* Data for this exercise
PR #1829, opened 2019-06-14
fix(http1): force always-ready connections to yield after a few spins

### LINKED ISSUE #1828: Bad tail latency: always-ready connection can starve others
We compare a [hyper hello-world server](https://github.com/denoland/deno/blob/3dff147d0ca1a2cd8d264d20a178d71cb38b1c4e/tools/hyper_hello.rs)'s performance against our own (dynamic language) web server. We've noticed that hyper has very bad tail latency - sometimes as much as 2 seconds.

You can see it here https://deno.land/benchmarks.html#max-latency
Screen Shot 2019-06-14 at 2 08 55 PM

We debugged this a bit, thinking at first it was our setup. But concluded that it was indeed a bug in hyper after making these changes: https://github.com/denoland/deno_third_party/compare/1902aba524c96f56c1dd654f04660a1fc3ebf80d...d8fb68ccfb72ad6a8b306dfcc3573efafa3c340f

cc @piscisaureus @carllerche

seanmonstar:
Adds a `YieldNow` helper, since I believe there may be a couple other places that could make use of this, like the accept loop in `SpawnAll`.

Closes #1828 

cc @ry

### DIFF
--- a/src/proto/h1/dispatch.rs
+++ b/src/proto/h1/dispatch.rs
@@ -7,7 +7,7 @@ use tokio_io::{AsyncRead, AsyncWrite};
 
 use body::{Body, Payload};
 use body::internal::FullDataArg;
-use common::Never;
+use common::{Never, YieldNow};
 use proto::{BodyLength, DecodedLength, Conn, Dispatched, MessageHead, RequestHead, RequestLine, ResponseHead};
 use super::Http1Transaction;
 use service::Service;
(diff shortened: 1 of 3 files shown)


src/proto/h1/dispatch.rs
```diff
@@ -112,21 +139,19 @@ where
...
-        } else {
-            Ok(Async::NotReady)
+        trace!("poll_loop yielding (self = {:p})", self);
+
+        match self.yield_now.poll_yield() {
+            Ok(Async::NotReady) => Ok(Async::NotReady),
+            // maybe with `!` this can be cleaner...
+            // but for now, just doing this to eliminate branches
+            Ok(Async::Ready(never)) |
+            Err(never ) => match never {}
```
olix0r: nit: whitespace `Err(never )`

ry:
Thanks @seanmonstar, that seemed to have fixed the problem!

Screen Shot 2019-06-17 at 1 42 54 PM

(From https://deno.land/benchmarks.html)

* Task directions
Reproduce each line of the records in which "that" appears.

* Task response
We compare a [hyper hello-world server](https://github.com/denoland/deno/blob/3dff147d0ca1a2cd8d264d20a178d71cb38b1c4e/tools/hyper_hello.rs)'s performance against our own (dynamic language) web server. We've noticed that hyper has very bad tail latency - sometimes as much as 2 seconds.
We debugged this a bit, thinking at first it was our setup. But concluded that it was indeed a bug in hyper after making these changes: https://github.com/denoland/deno_third_party/compare/1902aba524c96f56c1dd654f04660a1fc3ebf80d...d8fb68ccfb72ad6a8b306dfcc3573efafa3c340f
Adds a `YieldNow` helper, since I believe there may be a couple other places that could make use of this, like the accept loop in `SpawnAll`.
Thanks @seanmonstar, that seemed to have fixed the problem!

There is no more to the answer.